YOUR ASSIGNMENT: The response must contain every record, repeated exactly.
----------
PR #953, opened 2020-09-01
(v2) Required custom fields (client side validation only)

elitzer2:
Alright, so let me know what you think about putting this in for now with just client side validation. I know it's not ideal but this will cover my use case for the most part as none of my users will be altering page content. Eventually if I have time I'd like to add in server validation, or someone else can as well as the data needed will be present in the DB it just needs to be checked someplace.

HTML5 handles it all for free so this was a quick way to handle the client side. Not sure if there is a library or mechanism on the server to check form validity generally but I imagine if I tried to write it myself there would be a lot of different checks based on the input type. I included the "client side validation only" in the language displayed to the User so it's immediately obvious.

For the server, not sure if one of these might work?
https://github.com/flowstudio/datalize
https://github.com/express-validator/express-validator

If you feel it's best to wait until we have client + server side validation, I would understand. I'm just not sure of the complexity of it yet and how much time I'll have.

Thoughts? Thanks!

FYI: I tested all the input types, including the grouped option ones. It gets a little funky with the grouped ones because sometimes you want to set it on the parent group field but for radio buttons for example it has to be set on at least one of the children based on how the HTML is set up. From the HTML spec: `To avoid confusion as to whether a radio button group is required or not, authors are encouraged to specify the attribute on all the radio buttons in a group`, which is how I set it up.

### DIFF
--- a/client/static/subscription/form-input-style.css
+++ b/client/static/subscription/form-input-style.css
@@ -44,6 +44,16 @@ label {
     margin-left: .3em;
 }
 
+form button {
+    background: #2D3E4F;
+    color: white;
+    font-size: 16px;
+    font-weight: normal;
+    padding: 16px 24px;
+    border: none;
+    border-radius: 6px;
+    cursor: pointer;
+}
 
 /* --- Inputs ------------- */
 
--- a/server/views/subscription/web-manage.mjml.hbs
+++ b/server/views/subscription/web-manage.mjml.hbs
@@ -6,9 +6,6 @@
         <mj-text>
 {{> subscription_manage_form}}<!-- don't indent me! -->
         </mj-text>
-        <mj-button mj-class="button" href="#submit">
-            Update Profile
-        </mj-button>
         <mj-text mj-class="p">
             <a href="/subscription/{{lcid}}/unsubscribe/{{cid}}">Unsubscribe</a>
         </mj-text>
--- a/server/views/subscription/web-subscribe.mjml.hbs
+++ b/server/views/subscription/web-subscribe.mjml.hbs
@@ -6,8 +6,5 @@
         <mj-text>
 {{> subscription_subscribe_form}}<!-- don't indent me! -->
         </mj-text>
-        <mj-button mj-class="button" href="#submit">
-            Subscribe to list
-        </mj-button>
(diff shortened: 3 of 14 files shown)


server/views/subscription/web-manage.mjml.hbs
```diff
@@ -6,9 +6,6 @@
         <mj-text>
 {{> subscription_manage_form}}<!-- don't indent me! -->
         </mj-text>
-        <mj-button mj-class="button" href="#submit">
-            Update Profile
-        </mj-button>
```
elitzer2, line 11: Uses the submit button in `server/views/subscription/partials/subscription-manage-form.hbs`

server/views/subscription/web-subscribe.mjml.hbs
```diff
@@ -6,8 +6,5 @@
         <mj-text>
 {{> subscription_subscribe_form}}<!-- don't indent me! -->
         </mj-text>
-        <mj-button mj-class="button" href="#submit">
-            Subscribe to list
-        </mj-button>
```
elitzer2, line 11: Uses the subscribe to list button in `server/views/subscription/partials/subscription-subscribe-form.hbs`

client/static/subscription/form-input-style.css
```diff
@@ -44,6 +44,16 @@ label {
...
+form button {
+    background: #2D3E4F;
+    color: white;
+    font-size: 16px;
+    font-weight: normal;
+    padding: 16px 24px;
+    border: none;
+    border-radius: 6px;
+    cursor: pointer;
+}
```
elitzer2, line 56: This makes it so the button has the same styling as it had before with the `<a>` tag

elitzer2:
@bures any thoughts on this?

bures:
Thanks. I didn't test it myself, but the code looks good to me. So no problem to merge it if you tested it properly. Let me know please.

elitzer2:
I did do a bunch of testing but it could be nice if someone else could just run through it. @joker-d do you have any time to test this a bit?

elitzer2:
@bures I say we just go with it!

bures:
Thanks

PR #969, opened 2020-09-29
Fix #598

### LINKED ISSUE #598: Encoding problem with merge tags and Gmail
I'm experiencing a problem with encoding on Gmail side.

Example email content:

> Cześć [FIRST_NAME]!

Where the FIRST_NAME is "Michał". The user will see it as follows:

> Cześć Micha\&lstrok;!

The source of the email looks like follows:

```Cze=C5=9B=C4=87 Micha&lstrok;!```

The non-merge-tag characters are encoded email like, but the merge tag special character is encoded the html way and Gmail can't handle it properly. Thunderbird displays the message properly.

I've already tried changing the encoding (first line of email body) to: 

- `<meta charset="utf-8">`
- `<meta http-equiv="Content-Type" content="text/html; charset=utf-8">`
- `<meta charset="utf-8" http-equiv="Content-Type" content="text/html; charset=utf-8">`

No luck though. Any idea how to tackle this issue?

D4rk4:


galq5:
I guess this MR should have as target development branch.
----------
RESPONSE BELOW:
PR #953, opened 2020-09-01
(v2) Required custom fields (client side validation only)

elitzer2:
Alright, so let me know what you think about putting this in for now with just client side validation. I know it's not ideal but this will cover my use case for the most part as none of my users will be altering page content. Eventually if I have time I'd like to add in server validation, or someone else can as well as the data needed will be present in the DB it just needs to be checked someplace.

HTML5 handles it all for free so this was a quick way to handle the client side. Not sure if there is a library or mechanism on the server to check form validity generally but I imagine if I tried to write it myself there would be a lot of different checks based on the input type. I included the "client side validation only" in the language displayed to the User so it's immediately obvious.

For the server, not sure if one of these might work?
https://github.com/flowstudio/datalize
https://github.com/express-validator/express-validator

If you feel it's best to wait until we have client + server side validation, I would understand. I'm just not sure of the complexity of it yet and how much time I'll have.

Thoughts? Thanks!

FYI: I tested all the input types, including the grouped option ones. It gets a little funky with the grouped ones because sometimes you want to set it on the parent group field but for radio buttons for example it has to be set on at least one of the children based on how the HTML is set up. From the HTML spec: `To avoid confusion as to whether a radio button group is required or not, authors are encouraged to specify the attribute on all the radio buttons in a group`, which is how I set it up.

### DIFF
--- a/client/static/subscription/form-input-style.css
+++ b/client/static/subscription/form-input-style.css
@@ -44,6 +44,16 @@ label {
     margin-left: .3em;
 }
 
+form button {
+    background: #2D3E4F;
+    color: white;
+    font-size: 16px;
+    font-weight: normal;
+    padding: 16px 24px;
+    border: none;
+    border-radius: 6px;
+    cursor: pointer;
+}
 
 /* --- Inputs ------------- */
 
--- a/server/views/subscription/web-manage.mjml.hbs
+++ b/server/views/subscription/web-manage.mjml.hbs
@@ -6,9 +6,6 @@
         <mj-text>
 {{> subscription_manage_form}}<!-- don't indent me! -->
         </mj-text>
-        <mj-button mj-class="button" href="#submit">
-            Update Profile
-        </mj-button>
         <mj-text mj-class="p">
             <a href="/subscription/{{lcid}}/unsubscribe/{{cid}}">Unsubscribe</a>
         </mj-text>
--- a/server/views/subscription/web-subscribe.mjml.hbs
+++ b/server/views/subscription/web-subscribe.mjml.hbs
@@ -6,8 +6,5 @@
         <mj-text>
 {{> subscription_subscribe_form}}<!-- don't indent me! -->
         </mj-text>
-        <mj-button mj-class="button" href="#submit">
-            Subscribe to list
-        </mj-button>
(diff shortened: 3 of 14 files shown)


server/views/subscription/web-manage.mjml.hbs
```diff
@@ -6,9 +6,6 @@
         <mj-text>
 {{> subscription_manage_form}}<!-- don't indent me! -->
         </mj-text>
-        <mj-button mj-class="button" href="#submit">
-            Update Profile
-        </mj-button>
```
elitzer2, line 11: Uses the submit button in `server/views/subscription/partials/subscription-manage-form.hbs`

server/views/subscription/web-subscribe.mjml.hbs
```diff
@@ -6,8 +6,5 @@
         <mj-text>
 {{> subscription_subscribe_form}}<!-- don't indent me! -->
         </mj-text>
-        <mj-button mj-class="button" href="#submit">
-            Subscribe to list
-        </mj-button>
```
elitzer2, line 11: Uses the subscribe to list button in `server/views/subscription/partials/subscription-subscribe-form.hbs`

client/static/subscription/form-input-style.css
```diff
@@ -44,6 +44,16 @@ label {
...
+form button {
+    background: #2D3E4F;
+    color: white;
+    font-size: 16px;
+    font-weight: normal;
+    padding: 16px 24px;
+    border: none;
+    border-radius: 6px;
+    cursor: pointer;
+}
```
elitzer2, line 56: This makes it so the button has the same styling as it had before with the `<a>` tag

elitzer2:
@bures any thoughts on this?

bures:
Thanks. I didn't test it myself, but the code looks good to me. So no problem to merge it if you tested it properly. Let me know please.

elitzer2:
I did do a bunch of testing but it could be nice if someone else could just run through it. @joker-d do you have any time to test this a bit?

elitzer2:
@bures I say we just go with it!

bures:
Thanks

PR #969, opened 2020-09-29
Fix #598

### LINKED ISSUE #598: Encoding problem with merge tags and Gmail
I'm experiencing a problem with encoding on Gmail side.

Example email content:

> Cześć [FIRST_NAME]!

Where the FIRST_NAME is "Michał". The user will see it as follows:

> Cześć Micha\&lstrok;!

The source of the email looks like follows:

```Cze=C5=9B=C4=87 Micha&lstrok;!```

The non-merge-tag characters are encoded email like, but the merge tag special character is encoded the html way and Gmail can't handle it properly. Thunderbird displays the message properly.

I've already tried changing the encoding (first line of email body) to: 

- `<meta charset="utf-8">`
- `<meta http-equiv="Content-Type" content="text/html; charset=utf-8">`
- `<meta charset="utf-8" http-equiv="Content-Type" content="text/html; charset=utf-8">`

No luck though. Any idea how to tackle this issue?

D4rk4:


galq5:
I guess this MR should have as target development branch.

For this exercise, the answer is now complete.